The gradient is computed exploiting the chain rule for differentiation:

$$\begin{aligned} \frac{\partial E}{\partial \omega _{jk}^{(2)}} = \frac{\partial E}{\partial {\hat{y}}} \frac{\partial {\hat{y}}}{\partial z_{k}^{(2)}} \frac{\partial z_{k}^{(2)}}{\partial \omega _{jk}^{(2)}} \end{aligned}$$


$$\begin{aligned} \frac{\partial E}{\partial b_{k}^{(2)}} = \frac{\partial E}{\partial {\hat{y}}} \frac{\partial {\hat{y}}}{\partial z_{k}^{(2)}} \frac{\partial z_{k}^{(2)}}{\partial b_{k}^{(2)}} \end{aligned}$$

From Eqs. (1), (2), (3) the constituent derivates are computed as:

$$\begin{aligned} \frac{\partial E}{\partial {\hat{y}}}= & {} \frac{\partial }{\partial {\hat{y}}} \frac{1}{2}\left\| {\hat{y}}_{k}(h_j) - y_{k} \right\| ^{2} = {\hat{y}}_{k}^{t}(h_j) - y_{k}^{t} \end{aligned}$$
$$\begin{aligned} \frac{\partial {\hat{y}}}{\partial z_{k}^{(2)}}= & {} \frac{\partial }{\partial z_{k}^{(2)}} \frac{1}{1 + exp(-z_{k}^{(2)})}\nonumber \\= & {} {\hat{y}}_{k}^{t}(h_j) \cdot (1-{\hat{y}}_{k}^{t}(h_j)) \end{aligned}$$
$$\begin{aligned} \frac{\partial z_{k}^{(2)}}{\partial \omega _{jk}^{(2)}}= & {} \frac{\partial }{\partial \omega _{jk}^{(2)}}(b_{k}^{(2)} + \sum _{j=1}^{M}\omega _{jk}^{(2)} \cdot h_{j}) = h_{j} \end{aligned}$$

In practice, the reduction of error becomes slow, and even with a large number of epochs, there is no improvement in the learning [55]. To this end, the cross-entropy cost function has been introduced to increase the learning efficiency, and it is defined as follows.

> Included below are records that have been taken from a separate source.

Issue #7993, opened 2022-12-20
Upgrade to Node 20


latin-panda:
**Describe the issue**
After the CHT Core's  v4.x.x has been released, we now support the latest LTS NodeJS.
Upgrade and make sure all is working fine.

garethbowen:
While doing this, also update this code: https://github.com/medic/cht-core/blob/e94df0961fe33f53936cee799e7d8ed196428b0a/tests/cht-conf-utils.js#L20-L39

As well as the TODO in the code, this should `fs.rm` not `fs.rmDir` which is deprecated.

garethbowen:
Blocked on https://github.com/medic/cht-conf/issues/538

garethbowen:
Now, we just need to update cht-conf in cht-core... blocked on https://github.com/medic/cht-core/issues/7167 and https://github.com/medic/cht-core/issues/7744

garethbowen:
Merged!

PR #8824, opened 2024-01-26
feat(#7993): use node v20

garethbowen:
# Description

#7993

# Code review checklist

# Compose URLs

* __CHT_CORE_COMPOSE_URL__

# License


admin/package.json
```diff
@@ -3,8 +3,8 @@
   "private": true,
   "version": "0.1.0",
   "engines": {
-    "node": ">=16.12.0",
-    "npm": ">=8.3.1"
+    "node": ">=20.11.0",
+    "npm": ">=10.2.4"
   },
```
jkuester, line 8: Do we get any value from having the `engines` configured in these sub-package.json files?  Kind of annoying to have to make the same change to all of them when a dev will still get warned when running against the top-level....

sentinel/tests/unit/schedule/reminders.spec.js
```diff
@@ -139,6 +140,9 @@ describe('reminders', () => {
       const reminder = { form: 'formA', some: 'config' };
       reminders.__set__('matchReminder', sinon.stub().resolves(date));
       reminders.__set__('sendReminders', sinon.stub().resolves());
+      sinon.stub(performance, 'now')
+        .onFirstCall().returns(0)
+        .onSecondCall().returns(1);
```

$$\begin{aligned} E_{CE} = -\sum _{k=1}^{N}\sum _{j=1}^{M} y_{jk} \cdot log(f_{j}(x_i) ) \end{aligned}$$

The model performs prediction on the training data; as a new epoch, the gradient descent for the new weights and biases is updated by incorporating the error [37]. The error between the actual outcome and the predicted results is used to tune the model, and eventually to minimize errors (Line 9).

$$\begin{aligned} \omega _{jk}^{(2),(new)} = \omega _{jk}^{(2),(old)} - \gamma \sum _{t=1}^{T}\frac{\partial E}{\partial \omega _{jk}^{(2),(old)}} \end{aligned}$$


$$\begin{aligned} b_{k}^{(2),(new)} = b_{k}^{(2),(old)} - \gamma \sum _{t=1}^{T}\frac{\partial E}{\partial b_{k}^{(2),(old)}} \end{aligned}$$

where \(\gamma \) is called the learning rate, or step size which can be empirically set during the training; t \(\in \) 1,..,T indicates an individual training sample; and T is the batch size, i.e., the total number of training instances fed as input in one iteration.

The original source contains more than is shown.